Start of Records to use

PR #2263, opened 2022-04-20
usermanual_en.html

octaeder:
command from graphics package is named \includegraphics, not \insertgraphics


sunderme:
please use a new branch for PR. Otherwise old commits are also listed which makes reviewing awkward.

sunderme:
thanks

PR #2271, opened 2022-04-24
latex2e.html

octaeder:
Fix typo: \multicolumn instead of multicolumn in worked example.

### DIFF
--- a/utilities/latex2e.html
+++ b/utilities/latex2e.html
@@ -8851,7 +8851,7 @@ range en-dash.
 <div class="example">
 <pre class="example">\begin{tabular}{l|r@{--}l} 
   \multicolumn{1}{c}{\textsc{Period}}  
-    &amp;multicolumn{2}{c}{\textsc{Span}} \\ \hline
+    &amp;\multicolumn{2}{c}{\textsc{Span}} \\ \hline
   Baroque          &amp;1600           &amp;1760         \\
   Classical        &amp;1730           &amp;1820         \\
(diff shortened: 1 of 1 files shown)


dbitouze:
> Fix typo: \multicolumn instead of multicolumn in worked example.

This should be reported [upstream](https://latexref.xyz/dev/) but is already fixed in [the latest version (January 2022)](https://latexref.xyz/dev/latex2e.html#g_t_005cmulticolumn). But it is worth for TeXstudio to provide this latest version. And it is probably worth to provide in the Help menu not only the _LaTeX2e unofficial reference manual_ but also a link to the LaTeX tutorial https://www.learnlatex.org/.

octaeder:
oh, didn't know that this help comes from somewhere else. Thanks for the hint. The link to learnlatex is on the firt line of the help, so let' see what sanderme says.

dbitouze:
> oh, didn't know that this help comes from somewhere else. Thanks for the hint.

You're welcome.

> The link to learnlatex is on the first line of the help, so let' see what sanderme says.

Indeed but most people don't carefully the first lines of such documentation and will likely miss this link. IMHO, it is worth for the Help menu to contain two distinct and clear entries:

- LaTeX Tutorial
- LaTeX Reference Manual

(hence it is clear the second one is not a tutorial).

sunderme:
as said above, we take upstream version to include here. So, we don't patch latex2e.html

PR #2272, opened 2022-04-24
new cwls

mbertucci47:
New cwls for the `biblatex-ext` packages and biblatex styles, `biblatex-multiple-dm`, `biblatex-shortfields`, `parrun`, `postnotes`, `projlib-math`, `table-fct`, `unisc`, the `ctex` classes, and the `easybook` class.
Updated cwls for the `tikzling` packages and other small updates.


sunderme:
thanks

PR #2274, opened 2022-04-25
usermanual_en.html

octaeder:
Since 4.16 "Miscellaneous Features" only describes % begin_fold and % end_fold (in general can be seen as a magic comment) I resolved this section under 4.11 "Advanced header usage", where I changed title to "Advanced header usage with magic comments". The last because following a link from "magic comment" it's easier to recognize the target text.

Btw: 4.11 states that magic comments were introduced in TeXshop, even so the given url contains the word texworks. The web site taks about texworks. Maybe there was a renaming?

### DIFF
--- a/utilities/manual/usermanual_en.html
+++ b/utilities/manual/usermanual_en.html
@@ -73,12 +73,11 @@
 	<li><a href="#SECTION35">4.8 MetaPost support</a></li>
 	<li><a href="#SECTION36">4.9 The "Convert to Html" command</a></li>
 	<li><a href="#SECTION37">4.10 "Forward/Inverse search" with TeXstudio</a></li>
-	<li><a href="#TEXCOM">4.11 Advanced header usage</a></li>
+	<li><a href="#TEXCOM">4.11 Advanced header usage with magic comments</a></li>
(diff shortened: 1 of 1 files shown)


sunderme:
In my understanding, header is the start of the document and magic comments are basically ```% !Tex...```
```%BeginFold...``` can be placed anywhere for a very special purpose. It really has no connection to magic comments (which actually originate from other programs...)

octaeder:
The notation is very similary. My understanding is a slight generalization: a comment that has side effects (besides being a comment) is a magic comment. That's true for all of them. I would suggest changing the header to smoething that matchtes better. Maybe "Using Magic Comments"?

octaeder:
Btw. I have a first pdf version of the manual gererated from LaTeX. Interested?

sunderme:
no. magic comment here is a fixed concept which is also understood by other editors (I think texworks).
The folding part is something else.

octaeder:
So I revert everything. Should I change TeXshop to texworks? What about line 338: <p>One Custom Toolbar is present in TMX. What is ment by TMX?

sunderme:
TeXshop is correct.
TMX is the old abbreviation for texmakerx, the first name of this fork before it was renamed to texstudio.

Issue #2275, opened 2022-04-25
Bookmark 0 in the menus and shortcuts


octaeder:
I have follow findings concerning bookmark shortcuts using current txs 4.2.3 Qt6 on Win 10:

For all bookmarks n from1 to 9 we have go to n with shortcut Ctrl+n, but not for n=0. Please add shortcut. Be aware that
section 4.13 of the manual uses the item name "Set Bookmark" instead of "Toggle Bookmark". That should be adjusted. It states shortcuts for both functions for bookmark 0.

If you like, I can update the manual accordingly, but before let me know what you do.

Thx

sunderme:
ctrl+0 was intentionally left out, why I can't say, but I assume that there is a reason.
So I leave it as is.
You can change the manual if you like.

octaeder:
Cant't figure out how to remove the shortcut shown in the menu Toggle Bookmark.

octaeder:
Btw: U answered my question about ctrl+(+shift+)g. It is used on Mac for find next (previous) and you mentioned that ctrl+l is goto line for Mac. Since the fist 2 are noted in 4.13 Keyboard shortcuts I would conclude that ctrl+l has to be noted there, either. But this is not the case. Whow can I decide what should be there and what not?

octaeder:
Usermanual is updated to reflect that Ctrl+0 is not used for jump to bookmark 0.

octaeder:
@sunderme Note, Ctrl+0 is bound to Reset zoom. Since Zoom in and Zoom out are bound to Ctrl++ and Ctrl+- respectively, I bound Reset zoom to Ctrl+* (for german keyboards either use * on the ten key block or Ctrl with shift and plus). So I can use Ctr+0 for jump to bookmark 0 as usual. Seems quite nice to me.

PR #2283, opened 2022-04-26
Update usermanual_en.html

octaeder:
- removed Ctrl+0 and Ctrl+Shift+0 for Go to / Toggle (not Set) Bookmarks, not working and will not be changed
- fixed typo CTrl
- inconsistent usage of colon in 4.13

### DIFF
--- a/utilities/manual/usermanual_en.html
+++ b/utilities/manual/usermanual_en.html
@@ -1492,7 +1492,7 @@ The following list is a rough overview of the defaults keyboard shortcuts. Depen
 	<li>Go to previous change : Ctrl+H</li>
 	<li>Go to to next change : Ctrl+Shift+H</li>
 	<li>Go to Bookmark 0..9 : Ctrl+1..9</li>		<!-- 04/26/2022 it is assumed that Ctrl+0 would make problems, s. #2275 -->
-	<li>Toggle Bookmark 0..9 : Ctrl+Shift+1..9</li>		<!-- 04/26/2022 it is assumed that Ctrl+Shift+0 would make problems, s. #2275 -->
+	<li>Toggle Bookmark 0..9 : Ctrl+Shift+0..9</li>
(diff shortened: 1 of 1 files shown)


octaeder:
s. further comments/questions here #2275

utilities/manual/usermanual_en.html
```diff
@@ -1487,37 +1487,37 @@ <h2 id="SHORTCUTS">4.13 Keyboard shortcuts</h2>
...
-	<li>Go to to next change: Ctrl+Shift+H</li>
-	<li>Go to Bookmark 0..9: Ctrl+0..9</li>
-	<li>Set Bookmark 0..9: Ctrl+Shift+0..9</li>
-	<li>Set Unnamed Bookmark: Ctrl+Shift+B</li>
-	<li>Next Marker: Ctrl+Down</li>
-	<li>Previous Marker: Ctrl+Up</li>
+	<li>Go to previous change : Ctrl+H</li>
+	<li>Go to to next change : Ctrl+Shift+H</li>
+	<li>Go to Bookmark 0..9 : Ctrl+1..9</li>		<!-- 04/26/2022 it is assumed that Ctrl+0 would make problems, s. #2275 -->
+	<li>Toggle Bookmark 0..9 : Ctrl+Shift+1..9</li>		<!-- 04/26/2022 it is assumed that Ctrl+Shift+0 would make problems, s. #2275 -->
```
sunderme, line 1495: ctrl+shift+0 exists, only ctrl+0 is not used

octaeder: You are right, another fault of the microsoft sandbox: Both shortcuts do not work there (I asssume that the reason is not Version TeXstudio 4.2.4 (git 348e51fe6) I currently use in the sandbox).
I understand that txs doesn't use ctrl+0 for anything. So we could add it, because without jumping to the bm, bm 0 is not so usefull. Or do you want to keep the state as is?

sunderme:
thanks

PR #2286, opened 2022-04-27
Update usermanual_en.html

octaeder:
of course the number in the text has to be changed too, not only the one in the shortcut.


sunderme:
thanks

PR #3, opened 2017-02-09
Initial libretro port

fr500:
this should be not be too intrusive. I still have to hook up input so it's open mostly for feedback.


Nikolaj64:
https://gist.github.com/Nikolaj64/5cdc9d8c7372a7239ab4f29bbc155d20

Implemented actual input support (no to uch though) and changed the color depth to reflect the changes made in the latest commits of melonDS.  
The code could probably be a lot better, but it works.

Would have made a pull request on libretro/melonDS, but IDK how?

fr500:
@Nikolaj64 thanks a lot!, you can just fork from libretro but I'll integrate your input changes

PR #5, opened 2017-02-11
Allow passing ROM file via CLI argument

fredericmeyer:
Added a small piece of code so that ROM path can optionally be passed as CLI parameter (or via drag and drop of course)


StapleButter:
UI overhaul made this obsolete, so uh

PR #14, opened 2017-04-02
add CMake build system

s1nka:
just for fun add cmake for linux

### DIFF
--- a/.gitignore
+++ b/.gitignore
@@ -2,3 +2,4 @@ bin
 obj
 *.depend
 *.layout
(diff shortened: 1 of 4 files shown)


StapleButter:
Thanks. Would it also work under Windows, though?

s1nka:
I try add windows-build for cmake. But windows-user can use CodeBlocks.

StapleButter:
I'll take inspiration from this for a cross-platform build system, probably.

End of Records to use

Problem description: Using the records given above, list every line that includes the word "will".

Exercise result:
Indeed but most people don't carefully the first lines of such documentation and will likely miss this link. IMHO, it is worth for the Help menu to contain two distinct and clear entries:
- removed Ctrl+0 and Ctrl+Shift+0 for Go to / Toggle (not Set) Bookmarks, not working and will not be changed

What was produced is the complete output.